The Song of the Golden Road took it’s title and inspiration from an ancient trackway that runs along the ridge of the Preselis enigmatically referred to as the Golden Road. On the 18th January I was walking another path as part of a network of individuals who had been brought together with a shared interest in ‘narrating rural change’. On our walk in the lee of Frenni Fawr we were taken on a new permissive path created through the work of a project called Growing Better Connections. A strip of land has been given over by the landowner to create a footpath linking land and trees together in a new public right of way. We see the newly planted hedgerow that will grow up alongside this path, the work of volunteers, which will result in the release of the sessile oaks, the stunted treescape of Frenni Fawr.
We learnt about the coppiced Chestnut that created the new fence posts and I am reminded of the old tale regarding the laburnum arches of South Ceredigion and the prevalence of that tree in local hedgerows as the result of it being used by farmers for fence posts that then struck. Golden chains, another name for the laburnum, a non-native species whose seeds are apparently toxic.

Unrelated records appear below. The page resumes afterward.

PR #19407, opened 2021-02-12
Add deprecation for `Route#disconnectOutlet`

patocallaghan:
Adds deprecation for `Route#disconnectOutlet`. See [RFC 491](https://emberjs.github.io/rfcs/0491-deprecate-disconnect-outlet.html) for more info.

I was initially going to ship the `disconnectOutlet`, `render` and `renderTemplate` deprecations together in https://github.com/emberjs/ember.js/pull/19388 but the amount of tests which break and require a `expectDeprecation` is a bit overwhelming and taking longer than expected 😅 I've decided to break this one out instead.

```js
id: 'route-disconnect-outlet',
until: '4.0.0',
url: 'https://deprecations.emberjs.com/v3.x/#toc_route-disconnect-outlet',
for: 'ember-source',
since: {
  enabled: '3.27.0',
},
```

### DIFF
--- a/packages/@ember/-internals/glimmer/tests/integration/application/debug-render-tree-test.ts
+++ b/packages/@ember/-internals/glimmer/tests/integration/application/debug-render-tree-test.ts
@@ -1,11 +1,10 @@
 import {
   ApplicationTestCase,
+  expectDeprecation,
   ModuleBasedTestResolver,
   moduleFor,
   strip,
 } from 'internal-test-helpers';
-import { ExpectDeprecationFunc } from '../../../../../../internal-test-helpers/lib/ember-dev/deprecation';
-declare let expectDeprecation: ExpectDeprecationFunc;
 
 import { ENV } from '@ember/-internals/environment';
 import { Component, setComponentManager } from '@ember/-internals/glimmer';
--- a/packages/@ember/-internals/glimmer/tests/integration/application/debug-render-tree-test.ts
+++ b/packages/@ember/-internals/glimmer/tests/integration/application/debug-render-tree-test.ts
@@ -4,6 +4,8 @@ import {
   moduleFor,
   strip,
 } from 'internal-test-helpers';
+import { ExpectDeprecationFunc } from '../../../../../../internal-test-helpers/lib/ember-dev/deprecation';
+declare let expectDeprecation: ExpectDeprecationFunc;
 
 import { ENV } from '@ember/-internals/environment';
 import { Component, setComponentManager } from '@ember/-internals/glimmer';
@@ -225,7 +227,10 @@ if (ENV._DEBUG_RENDER_TREE) {
               if (showHeader) {
                 this.render('header', { outlet: 'header' });
               } else {
-                this.disconnectOutlet('header');
+                expectDeprecation(
+                  () => this.disconnectOutlet('header'),
+                  'The usage of `disconnectOutlet` is deprecated.'
+                );
               }
             }
           }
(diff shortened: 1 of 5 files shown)


packages/@ember/-internals/glimmer/tests/integration/application/debug-render-tree-test.ts
```diff
@@ -4,6 +4,8 @@ import {
   moduleFor,
   strip,
 } from 'internal-test-helpers';
+import { ExpectDeprecationFunc } from '../../../../../../internal-test-helpers/lib/ember-dev/deprecation';
```
pzuraq, line 7: This should likely be added to the above imports from `internal-test-helpers`, and the `ExpectDeprecationFunc` type/interface should be exported from that package

packages/@ember/-internals/glimmer/tests/integration/application/debug-render-tree-test.ts
```diff
@@ -4,6 +4,8 @@ import {
...
+declare let expectDeprecation: ExpectDeprecationFunc;
```
pzuraq, line 8: we probably should declare this globally somewhere, rather than just in the same file. It can probably be done in the same file that `ExpectDeprecationFunc` is defined

pzuraq (changes requested):
Overall looks good, I think we should handle the types for `expectDeprecation` a bit differently, but other than that this is great!

packages/@ember/-internals/glimmer/tests/integration/application/debug-render-tree-test.ts
patocallaghan: Thanks for the feedback 👍

I'm still trying to get my head around TypeScript. I see there's already a global declaration for `expectDeprecation` and some functions injected into `window`
 https://github.com/emberjs/ember.js/blob/0fa78e0dd84a1c8aa572c2db9bf12664602248bf/packages/internal-test-helpers/lib/ember-dev/deprecation.ts#L15-L22

https://github.com/emberjs/ember.js/blob/0fa78e0dd84a1c8aa572c2db9bf12664602248bf/packages/internal-test-helpers/lib/ember-dev/deprecation.ts#L80

Should I be exporting the `expectDeprecation` function instead of having it created it inline, or is there some other magic I can rely on?

patocallaghan: @pzuraq @rwjblue I'm struggling a bit to figure out how to get the `declare let expectDeprecation: ExpectDeprecationFunc;` typing available from `internal-test-helpers`. My TypeScript foo isn't great.

There was an attempt in [`a7f16ce` (#19407)](https://github.com/emberjs/ember.js/pull/19407/commits/a7f16ce2995376248cbbc155ca69cb928f7a4008) but unfortunately the value is `undefined` which makes as I amn't assigning it to anything. Also it's not straight-forward to export the existing `expectDeprecation` as it's a method on the `DeprecationAssert` and accesses instance methods on the class.

Should the `declare let` be added to the `internal-helpers/index.d.ts` file instead?

pzuraq: Discussed offline, we can export the `expectDeprecation` function in the same file where it is defined as a `let`:

```ts
export let expectDeprecation: ExpectDeprecationFunc = () => {
  throw new Error('err');
};
```

It can then be assigned when we inject the deprecation functions

patocallaghan: @pzuraq This should be ready to go now

rwjblue (approved):

patocallaghan:
@rwjblue I've resolved the conflict 🙇‍♂️

rwjblue:
Thank you @patocallaghan!

PR #19410, opened 2021-02-15
Update test blueprints to support ember-mocha2

yads:
ember-mocha2 is a maintained fork of ember-mocha, until we can merge the fork into the mainline of ember-mocha it would be good to support it.
https://www.npmjs.com/package/ember-mocha2


bertdeblock:
Can be closed since support for `ember-mocha` was dropped.

PR #19412, opened 2021-02-16
[BUGFIX release] Updates Glimmer VM to 0.76.0

### LINKED ISSUE #19341: [Bug] Value of the input is not updated if the it was previously updated with the same string (regression starting 3.22)
### 🐞 Describe the Bug
Let's say you have a native input with a value bound: <input value={{this.myValue}}>.
1) this.myValue is a tracked property. It gets updated to `foo`, the input gets `foo` as a value. 
2) Then the user interacts something different into the input let's say `bar`. 
3) Something triggers update of the `myValue` to `foo`.
4) I expect the input value to be updated to `foo`, but it remains `bar`.

### 🔬 Minimal Reproduction
Here is an integration test which reproduces the issue:
It passes for 3.21.3 and fails in 3.22.0. It fails in 3.24.1 as well.
```
import { setupRenderingTest } from 'ember-qunit';
import { hbs } from 'ember-cli-htmlbars';
import { blur, fillIn, render } from '@ember/test-helpers';
import { action } from '@ember/object';

module('Integration | Component | input value', function(hooks) {
  setupRenderingTest(hooks);

  class MyModel {
    @tracked value = '';

    @action
    onBlur() {
      this.value = 'foo';
    }
  }

  async function testChange(assert, input) {
    await fillIn('.my-input', input);
    await blur('.my-input');

    assert.dom('.my-input').hasValue(`foo`);
  }

  test('it renders', async function(assert) {
    this.model = new MyModel();

    await render(hbs`
      <input
        {{on "blur" this.model.onBlur}}
        class="my-input"
        value={{this.model.value}}
      />
    `);

    await testChange(assert, 'bar');
    await testChange(assert, 'baz');
  });
});
```

### ➕ Additional Context
The use case for that is an input which is used as a parser, user inputs something hits TAB, the parser interprets the input and updates the string. If the results of 2 consecutive parses are the same then the user ends up with the string he filled in, not the parsed one.

### LINKED ISSUE #19400: [Bug] Unable to get length of string in v3.25+
### 🐞 Describe the Bug
Using `{{get this.someString "length"}}` on a string worked up through `v3.24.2`, but fails in `v3.25.0+`.

### 🔬 Minimal Reproduction
In any template (I did this in `application.hbs` of a fresh ember app).

```hbs
{{get this.someString "length"}}
{{log (get this.someString "length")}}
```

### 😕 Actual Behavior
Nothing displays in template and console reports `undefined`.

### 🤔 Expected Behavior
Should output the string length in the template and then in the console.

### 🌍 Environment

- Ember: 3.24.2
- Node.js/npm: v14.15.4
- OS: -OSX
- Browser: Firefox/Chrome/Safari

### LINKED ISSUE #19409: [Bug] `if` helper returns `null` instead of `undefined`
### 🐞 Describe the Bug

The `else` path of an inline `if` helper used to return `undefined`, but starting with v3.25 it now returns `null`, which can be problematic in components that check for the existence of an argument via `this.args.foo !== undefined`.

### 🔬 Minimal Reproduction

```hbs
<SomeComponent @foo={{if this.bar "baz"}} />
```

### 😕 Actual Behavior

When `bar` is truthy then `foo` will be `"bar"`, if not, then it will be `null`.

### 🤔 Expected Behavior

When `bar` is truthy then `foo` will be `"bar"`, if not, then it will be `undefined`.

### 🌍 Environment

- Ember: 3.25.1

pzuraq:
Release notes: https://github.com/glimmerjs/glimmer-vm/releases/tag/v0.76.0

Fixes #19409
Fixes https://github.com/emberjs/ember.js/issues/19400
Fixes https://github.com/emberjs/ember.js/issues/19341


rwjblue (approved):

andreyfel:
Is there a plan to backport this fix to 3.24?

pzuraq:
3.24 was on a much earlier version of the VM, so I had to make a special release branch for it and merge the fix for #19341 to it: https://github.com/glimmerjs/glimmer-vm/pull/1272

The plan is to release that, then merge the fix just for #19341. The other bugfixes are due to the more recent VM refactors, so are not applicable.

andreyfel:
Sounds great! Looking forward to seeing it landed on 3.24!

ryanflowers:
@rwjblue thank you for the fix here, was this ever back ported to 3.24? Ive looked through the release log and I dont see 3.24 having G VM 0.76. I am trying to move to 3.24 however see this issue. 3.25 bring other issues for example named block errors  :( 

https://github.com/emberjs/ember.js/pull/19318

PR #19417, opened 2021-02-18
Fix undefined route info error

dmytro-krekota:
It is for fixing an error which I faced:
_TypeError: Cannot read property 'name' of undefined_

### DIFF
--- a/packages/@ember/-internals/routing/lib/system/router.ts
+++ b/packages/@ember/-internals/routing/lib/system/router.ts
@@ -947,7 +947,7 @@ class EmberRouter extends EmberObject {
    */
   _queryParamsFor(routeInfos: PrivateRouteInfo[]) {
     let routeInfoLength = routeInfos.length;
-    let leafRouteName = routeInfos[routeInfoLength - 1].name;
+    let leafRouteName = routeInfos[routeInfoLength - 1]?.name;
     let cached = this._qpCache[leafRouteName];
     if (cached !== undefined) {
       return cached;


rwjblue (changes requested):
I'm vaguely worried about adding this sort of guard because it often covers up other underlying problems. Do you know why the value was `undefined`? Can you add a test that previously failed and now passes?

sly7-7:
@rwjblue  I'll look into it. There are some open issues mentionning this this Type Error, and currently there is an other spot in the router where we do this kind of check: https://github.com/emberjs/ember.js/blob/56c3520b0e52e5bc7f357b5865c34a23eefd98e7/packages/%40ember/-internals/routing/lib/system/router.ts#L1496
Thinking a bit about it, I can't see a legit case where the RouteInfos can be empty (maybe I misunderstand this thing, but for that means there is no (active ?) route at all, which would be very surprising. (except maybe during the initial transition ?)
I don't know if I'm clear in this description, but in all case, naively I thought after setupRouter(), there was at least one RouteInfos, the one concerning the ApplicationRoute.

dmytro-krekota:
@rwjblue I do not know why the value was undefined, will try to add a test.

@sly7-7 should be an initial transition, but I can not reproduce it now in my app.

sly7-7:
@dmytro-krekota there has been (hopefully) some improvements in the router area, landed in 3.24.3  and 3.25.3. So maybe this is it ?

dmytro-krekota:
@sly7-7 no, I use the 3.12.0 version. Maybe updating can help to fix it.

sly7-7:
> @sly7-7 should be an initial transition, but I can not reproduce it now in my app.

I'm confused here, you can't reproduce it even in your app on ember 3.12.0 version ?
When I reviewed some other issues ending up to this error (`TypeError: Cannot read property 'name' of undefined`), I think they were either playing with loading state, redirect during inititial transition, and query params (maybe with the refreshModel flag set to true)

dmytro-krekota:
@sly7-7 yes.
No "refreshModel" in my code.
"Redirect during the initial transition" - can be, I have some manual route transitions.

sly7-7:
Thank you @dmytro-krekota :)

patrickberkeley:
I'm seeing the originally reported/fixed issue on this PR after upgrading ember from 3.25.0 to 3.26.1 and using the Router service to call `replaceWith` instead of calling `replaceWith` on the route itself. Here's more of the call stack that leads to routeInfos being empty:

```

TypeError: Cannot read property 'name' of undefined     at Class._queryParamsFor (http://localhost:4204/assets/vendor.js:35463:59)     at ApplicationRoute.finalizeQueryParamChange (http://localhost:4204/assets/vendor.js:34405:29)     at Class.triggerEvent (http://localhost:4204/assets/vendor.js:35922:27)     at PrivateRouter.triggerEvent (http://localhost:4204/assets/vendor.js:34763:43)     at PrivateRouter.finalizeQueryParamChange (http://localhost:4204/assets/vendor.js:78116:12)     at PrivateRouter.queryParamsTransition (http://localhost:4204/assets/vendor.js:77611:37)     at PrivateRouter.getTransitionByIntent (http://localhost:4204/assets/vendor.js:77683:37)     at PrivateRouter.transitionByIntent (http://localhost:4204/assets/vendor.js:77632:21)     at PrivateRouter.doTransition (http://localhost:4204/assets/vendor.js:77768:19)     at PrivateRouter.transitionTo (http://localhost:4204/assets/vendor.js:78240:19)
```

When I debug that stack, the new `Transition` the router creates does just have empty routeInfos. In fact everything on it is empty. This `Transition` is what is subsequently used to set private `__STATE__` which is looked up and passed to `_queryParamsFor`.

Note, I only see this issue in tests.

patrickberkeley:
I spoke too soon in my previous comment. After upgrading, I'm not occasionally seeing this error in my app too, not just in tests. In the app, the source of the error is empty routeInfos on the Transition in the Route model hook:

https://github.com/emberjs/ember.js/blob/ac201b8e3e52226dbc74daf7be476985f9109a61/packages/@ember/-internals/routing/lib/system/route.ts

PR #20776, opened 2024-10-10
Inplement runtime portion of RFC #931

wycats:


NullVoxPopuli:
Safari 17.6 passes locally for me. 
I see that browserstack is using Safari 12. 
We don't actually support that.

package.json
```diff
@@ -292,6 +292,30 @@
       "@ember/runloop/index.js": "ember-source/@ember/runloop/index.js",
       "@ember/service/index.js": "ember-source/@ember/service/index.js",
       "@ember/template-compilation/index.js": "ember-source/@ember/template-compilation/index.js",
+      "@ember/template-compiler/-internal-primitives.js": "ember-source/@ember/template-compiler/-internal-primitives.js",
```
NullVoxPopuli, line 295: just tested and this new stuff is not available outside of embroider 👍

NullVoxPopuli:
I tried this out in an embroider app here:
https://github.com/NullVoxPopuli/ember-source-pr-20776-testing

and it didn't work (seems like nothing is rendered?).


maybe whatever is going on with CI will be resolved when this reproduction is resolved?

NullVoxPopuli:
Looks like there are two copies of `@glimmer/manager` now, which breaks setComponentTemplate

ef4:
Your repro link is broken and this is not enough information to say what's going wrong. There are known module-duplication bugs that effect ember-source that are fixed only in the very latest `main` of embroider.

NullVoxPopuli:
> Your repro link is broken and this is not enough information to say what's going wrong.

I don't understand, the link works.
Also, all templates are just.. _not rendered_ (which I said 🤔 ).

Unless you mean something more specific? 

> There are known module-duplication bugs that effect ember-source that are fixed only in the very latest main of embroider.

in any case, I suppose for this feature we don't _want_ to fix for embroider3? which means we have to disable/skip the failing test?

NullVoxPopuli:
I confirm things work as expected in the vite blueprint:

image

NullVoxPopuli (approved):
All green!

ef4 (approved):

Concurrently with reading a Blueprint for Survival I read a book called Soulcraft by Bill Plotkin. Plotkin a former clinical psychologist who threw off the ‘chains’ of his discipline to become an ‘ecotherapist’ and wilderness guide considers that the current dominant Western capitalist culture makes us a society stuck in adolescence. When I consider the cultural reference points that I so often call to mind I recognise a truth to this.
Cadwyn aur
Yw’r Cwlwm dioddef
Rhaff ein perthyn
Rhaff ein loes
Lyrics from Cadwyn Aur (tr. Golden Chains) a song from the Welsh language musical Trafferth Lawr yn Tseina based on the Merthyr Rising which I performed in as a secondary school pupil in West Wales . A rough translation might be, ‘Gold chain, Is the Knot of suffering, Rope of our belonging, Rope of our hurt’.
Arwel Evans, farming liaison officer with the Pembrokeshire National Parks talked about soil and nitrates and the lie of the landscape perceived as electric green. There is discussion that perhaps it is the soil run off itself and not just the slurry that is polluting the rivers. Returning from the walk we pass through the new gate installed by the path makers.
In the past Iain Biggs, a keen supporter of this new network has often quoted a statement by the performance artist and green party candidate Joseph Beuys, ‘education is more important than art’. Looking back through the photos I have taken on the day I am struck by this one:
Hedge School, Frenni Fawr, Ionawr 2022
Hedge schools small informal schools rose out of the particular historical context of the penal laws in Ireland which meant that only the children of those professing the Anglican faith of the Church of Ireland could receive an education. Hedge schools sprung up in the late eighteenth and early nineteenth century to provide schooling for the children of ‘non-conforming’ faiths that is Catholic but also Protestant dissenters (non-Anglican). They were not generally held outdoors but maybe in a barn.
Basic precepts of ecology, such as the inter-relatedness of all things and the far-reaching effects of ecological processes and their disruption, should influence community decision making, and therefore there must be an efficient and sensitive communications network between all communities.